Napolitano, militante e poi dirigente del Pci, deriva direttamente dalla cultura di Croce e di Einaudi. Adesso queste cose sembrano assurdit à, ma allora la realtà era quella e fu quella a fare dell’Italia una democrazia
e del capitalismo un sistema che apprezzava e sosteneva lo Stato sociale, il welfare e l’economia sociale di mercato.
Poi dalla fine dei Sessanta in giù, la situazione è cambiata, la partitocrazia ha occupato le istituzioni, una piccola parte della sinistra ha inclinato verso il terrorismo, mentre un’altra parte si è corrotta insieme al ventre molle della Dc e il capitalismo ha cambiato natura. Invece di costruire imprese, le ha dissanguate. Il capitalismo reale ha ceduto il posto alla finanza speculativa. I legami tra affari e politica non furono più culturali ma corruttivi e intanto il popolo sovrano diventava “gente”, folla emotiva, materiale umano disponibile per i demagoghi e gli avventurieri.
Questo è purtroppo il paese. L’incontro con i discendenti del periodo migliore del Novecento mi ha al tempo stesso dato conforto e profonda tristezza, sperando che i figli emulino i padri ma disperando che riescano a educare la gente e farle riscoprire il popolo sovrano che è tutt’altra cosa.
Vorrei tanto che i giovani s’innamorassero di quest’idea ma se continuano a preferire l’avventura e gli avventurieri, allora non saremo più una nave ma una zattera con quel che ne segue. * * * Poi, prima di ripartire per Roma, la sera sono andato con mia moglie allo spettacolo di Nicoletta Braschi al teatro Parenti. Il programma era un testo di Samuel Beckett intitolato “Giorni felici”. Nicoletta è una grande attrice di teatro, il testo da lei recitato è terribile ma splendido nella sua terribilità. Poi abbiamo cenato insieme a lei e a suo marito Roberto Benigni, con Franco Marcoaldi e Nadia Fusini.
Una volta scrissi che Benigni, quando Napolitano se ne andrà anche lui sulla panchina del Pincio come auspica Grillo, potrebbe benissimo andare al Quirinale.

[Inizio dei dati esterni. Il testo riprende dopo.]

PR #414, opened 2019-07-07
CT-256 - algorand offline signing

twtaylorbitgo:
Algorand offline signing.

Note this changes the Algorand signing flow (instead of the build return json it returns the pre-signed tx encoded as base64) and is tied to a client and platform PR as well.

### DIFF
--- a/modules/core/src/v2/coins/algo.ts
+++ b/modules/core/src/v2/coins/algo.ts
@@ -3,8 +3,7 @@
  */
 import { BaseCoin } from '../baseCoin';
 import * as _ from 'lodash';
-
-const {
+import {
   NaclWrapper,
   Multisig,
   Address,
@@ -13,7 +12,69 @@ const {
   generateAccount,
   isValidAddress,
   isValidSeed,
-} = require('algosdk');
+  Encoding,
+} from 'algosdk';
+
+export interface TransactionExplanation {
+  displayOrder: string[];
+  id: string;
+  outputs: Output[],
+  changeOutputs: Output[],
+  outputAmount: string;
+  changeAmount: number;
+  fee: TransactionFee;
+  memo: string;
+}
+
+export interface SignTransactionOptions {
+  txPrebuild: TransactionPrebuild;
+  prv: string;
+  wallet: {
+    addressVersion: string;
+  }
+  keychain: KeyPair;
+  backupKeychain: KeyPair;
+  bitgoKeychain: KeyPair;
+}
+
+export interface TransactionPrebuild {
+  txBase64: string;
+  txInfo: {
+    from: string;
+    to: string;
+    amount: string;
+    fee: number;
+    firstRound: number;
+    lastRound: number;
+    genesisID: string;
+    genesisHash: string;
+    note?: string;
+  }
+}
+
+export interface HalfSignedTransaction {
+  halfSigned: {
+    txBase64: string,
+  }
+}
+
+export interface Output {
+  address: string;
+  amount: string;
+}
+
+export interface TransactionFee {
+  fee: number;
+  feeRate?: number;
+  size?: number
+}
+
+export interface ExplainTransactionOptions {
+  txBase64: string;
+  wallet: {
+    addressVersion: string;
+  }
+}
 
 interface KeyPair {
   pub: string;
@@ -89,7 +150,7 @@ export class Algo extends BaseCoin {
    * @param {String} prv the prv to be checked
    * @returns {Boolean} is it valid?
    */
-  isValidPrv(prv): boolean {
+  isValidPrv(prv: string): boolean {
     return isValidSeed(prv);
   }
 
@@ -99,7 +160,7 @@ export class Algo extends BaseCoin {
    * @param {String} address the pub to be checked
    * @returns {Boolean} is it valid?
    */
-  isValidAddress(address): boolean {
+  isValidAddress(address: string): boolean {
     return isValidAddress(address);
   }
 
@@ -109,7 +170,7 @@ export class Algo extends BaseCoin {
    * @param key
    * @param message
    */
-  signMessage(key, message): Buffer {
+  signMessage(key: KeyPair, message: string | Buffer): Buffer {
     // key.prv actually holds the encoded seed, but we use the prv name to avoid breaking the keypair schema.
     // See jsdoc comment in isValidPrv
     let seed = key.prv;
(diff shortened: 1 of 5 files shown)


modules/core/src/v2/coins/algo.ts
```diff
@@ -135,28 +198,82 @@ export class Algo extends BaseCoin {
...
+
+      tx = Multisig.MultiSigTransaction.from_obj_for_encoding(txnForDecoding);
+    } catch (ex) {
+      throw new Error('txBase64 needs to be a valid tx encoded as base64 string');
+    }
+
+    const id = tx.txID();
+    const fee = {
+      fee: tx.fee,
+      feeRate: null,
```
argjv: `feeRate` is optional according to `TransactionFee`, we should remove it instead of setting it `null`

modules/core/src/v2/coins/algo.ts
```diff
@@ -135,28 +198,82 @@ export class Algo extends BaseCoin {
...
+      size: null,
```
argjv: Can we make this optional in `TransactionFee` and omit it? Or is expected somewhere else?

modules/core/src/v2/coins/algo.ts
```diff
@@ -135,28 +198,82 @@ export class Algo extends BaseCoin {
...
+    };
+
+    const outputs = [{
+      amount: tx.amount,
+      address: Address.encode(new Uint8Array(tx.to.publicKey)),
+    }];
+
+    const outputAmount = tx.amount;
+
+    // TODO: maybe fix this up
```
argjv: If this comment is for the receiving address feature, add the ticket number CT-480

modules/core/src/v2/coins/algo.ts
```diff
@@ -135,28 +198,82 @@ export class Algo extends BaseCoin {
...
-  keyIdsForSigning() {
+  keyIdsForSigning(): number[] {
     return [ 0, 1, 2 ]; 
   }
 
+  /**
+   * Explain/parse transaction
+   * @param params
+   * - txBase64: transaction encoded as base64 string
+   * @returns {{displayOrder: [string,string,string,string,string], id: *, outputs: Array, changeOutputs: Array}}
```
argjv: This looks odd. Can `displayOrder` type be expressed as `displayOrder: string[]`

modules/core/src/v2/coins/algo.ts
```diff
@@ -205,15 +304,29 @@ export class Algo extends BaseCoin {
     const pair = generateAccountFromSeed(seed);
     const sk = pair.sk;
 
+    // decode our tx
+    let transaction;
+    try {
+      const txToHex = Buffer.from(txBase64, 'base64');
+      const decodedTx = Encoding.decode(txToHex);
```
argjv: In `explainTransaction` you do almost the same, but check for `const txnForDecoding = decodedTx.txn || decodedTx;`

Why not here? And if you do, please move the code to its own method.

modules/core/src/v2/wallet.ts
```diff
@@ -167,6 +167,23 @@ export class Wallet {
     }).call(this).asCallback(callback);
   }
 
+  /**
+   * Gets keys for signing
+   * @param params
```
argjv: This is `reqId`

modules/core/src/v2/wallet.ts
```diff
@@ -167,6 +167,23 @@ export class Wallet {
...
+   * @param callback
+   * @returns {Wallet}
```
argjv: Doesn't look like we return a wallet object.

modules/core/src/v2/coins/algo.ts
twtaylorbitgo: sure

modules/core/src/v2/coins/algo.ts
```diff
@@ -13,8 +13,71 @@ const {
...
+  prv: string;
+  wallet: {
+    addressVersion: string;
+  }
+  keychain: KeyPair;
+  backupKeychain: KeyPair;
+  bitgoKeychain: KeyPair;
+}
+
+interface TransactionPrebuild {
```
tylerlevine: Why not exported?

tylerlevine:
Please have a look at the tests as well

modules/core/src/v2/coins/algo.ts
twtaylorbitgo: I think so

modules/core/src/v2/coins/algo.ts
twtaylorbitgo: ok done

modules/core/src/v2/coins/algo.ts
twtaylorbitgo: hmm sure this is the standard applied in the other docs. I'll put displayOrder[6]

twtaylorbitgo: err string[5]

modules/core/src/v2/coins/algo.ts
twtaylorbitgo: the difference is explainTransaction can take in an unsigned or signed transaction, whereas signTransaction is only primed for an unsigned tx. we would have to call merge on this if we expect more than 1 sig (which we don't so far)

modules/core/src/v2/wallet.ts
twtaylorbitgo: ack

modules/core/src/v2/wallet.ts
twtaylorbitgo: fixed

modules/core/src/v2/coins/algo.ts
```diff
@@ -205,15 +304,29 @@ export class Algo extends BaseCoin {
...
     );
 
-    const txHex = Buffer.from(halfSigned).toString('base64');
+    const signedBase64 = Buffer.from(halfSigned).toString('base64');
 
-    return { txHex };
+    return { 
+      halfSigned: { 
+        txHex: signedBase64,  
+        txBase64: signedBase64,
```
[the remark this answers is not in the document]
twtaylorbitgo: I've removed this, yeah we didn't need to do this

modules/core/src/v2/wallet.ts
```diff
@@ -167,6 +167,23 @@ export class Wallet {
...
+   */
+  keysForSigning(reqId?: string, callback?: NodeCallback<Wallet>):Bluebird<any> {
```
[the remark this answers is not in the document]
twtaylorbitgo: ah good point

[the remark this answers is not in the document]
twtaylorbitgo: sure but are there static methods in Keychains?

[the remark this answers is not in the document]
twtaylorbitgo: I don't see anything that's not just attached to the prototype

modules/core/src/v2/coins/algo.ts
```diff
@@ -13,8 +13,71 @@ const {
...
+  id: string;
+  outputs: Output[],
+  changeOutputs: Output[],
+  outputAmount: string;
+  changeAmount: number;
+  fee: TransactionFee;
+  memo: string;
+}
+
+interface SignTransactionOptions {
```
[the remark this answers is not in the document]
twtaylorbitgo: ack

modules/core/src/v2/coins/algo.ts
twtaylorbitgo: ack

modules/core/src/v2/coins/algo.ts
```diff
@@ -13,8 +13,71 @@ const {
   generateAccount,
   isValidAddress,
   isValidSeed,
+  Encoding,
 } = require('algosdk');
```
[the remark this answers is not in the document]
twtaylorbitgo: hmm maybe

Naturalmente era una battuta ma la cultura di Roberto e di Nicoletta è tremendamente seria e quello che pensa e come ama il nostro paese Benigni è esattamente quello che penso ed amo anch’io. Non siamo molti ma, come dice Beckett, la vita è fatta di poche cose. L’importante sarebbe di saperle scegliere e spero che questo avvenga.